Please tally how many lines in the entries below include the word "build", giving only the number.

====== GIVEN DATA ======

PR #29697, opened 2025-09-06
BUG: Correct ambiguous logic for `s390x` CPU feature detection

Sanjaykumar030:
This PR continues the work from #29678 to improve CPU feature detection in the Meson build system, specifically for the `s390x` architecture.

Problem:
The current detection for `VXE` and `VXE2` is ambiguous:
- VXE2: The regex 'VX.*' is overly greedy and could match any string containing “VX”.
- VXE: The simple match for 'VX' could incorrectly enable VXE on systems that only support VX.

These ambiguities may cause NumPy to compile with unsupported CPU instructions, risking Illegal Instruction crashes or performance issues.

Solution:
This PR replaces the fragile patterns with precise regular expressions using word boundaries (`\b`):
- `VXE → '\\bvxe\\b'`
- `VXE2 → '\\bvxe2\\b'`

No changes are made to the feature hierarchy, compiler flags, or test code.

### DIFF
--- a/meson_cpu/s390x/meson.build
+++ b/meson_cpu/s390x/meson.build
@@ -7,12 +7,12 @@ VX = mod_features.new(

======

_ANSWER SECTION_
3